On the other hand, I think it would be a good thing if public administrations were to develop strategic plans so that the sector can organize itself with wider time and coverage margins. It would help the sector to have enough time to be able to develop projects with less stress, if the calls for proposals were at least biennial.
We need a change of model and mentality that focuses on collective care over exploitation, hierarchies and productivity. Without pauses, deep reflection processes cannot take place.
Now that you are no longer working as an artist, how do you cope with the stress of your collaborators?
As an artist, more than once I found myself in situations of carelessness that affected the good execution of my work and subjected me to greater stress, such as the space not having what was agreed upon in the rider or bureaucratic demands that are not always easy to manage for artists. In the same way, artists sometimes don't realize the difficulties that exist beyond the stage. It is fortunate to have experienced both sides, with their particularities, to be able to understand, empathize and provide optimal working conditions. Now that I work in cultural management, I pay a lot of attention to details so that artists feel cared for and can work in good conditions. For me, closeness, planning, communication and horizontality are key to creating a positive environment.
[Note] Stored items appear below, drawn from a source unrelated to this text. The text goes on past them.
PR #2110, opened 2025-11-17
chore: Remove redundant activityInterceptorContextKey assignment

rerorero:
## What was changed

Removes redundant activityInterceptorContextKey assignment in newActivityContext.

## Why?

Noticed that it's redundant with line 437.

## Checklist

1. Closes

Listening to colleagues and empathizing with their needs is not far from the listening that takes place on stage to avoid an accident. It's about finding a balance between everyone and valuing the work done by all the people involved in a project.
In general, I tend to work horizontally, so that supporting each other and knowing how to handle moments of tension is not difficult, because for me, non-hierarchical structures generate less stress.
What are your main takeaways from the CS LAB experience?
I found it very interesting to be able to talk about our mental state without approaching it from the stigmatization perspective.
From Vida Skreb's talk, I highlighted the importance of incorporating some practical exercise into our daily lives so that we don't maintain stress for a prolonged period of time. Especially interesting was her statement that we can train our brain to take it to healthier places.
Also, I found Hugo Cruz's presentation and his approach to care at the center of his practices enlightening.
CS LAB #6 was a breath of air in the maelstrom of the last few months because it provided tools, pauses and reflections to face the current reality.
Eva Luna García-Mauriño is a former circus artist, researcher, cultural manager, philologist and artistic director. She is currently the general coordinator of MADPAC - Madrid Association of Circus Professionals -, co-director of PDCirco and the MADN Circus Festival. She is a member of the internationalization commission of CircoRed and works actively for the recognition of circus in Spain.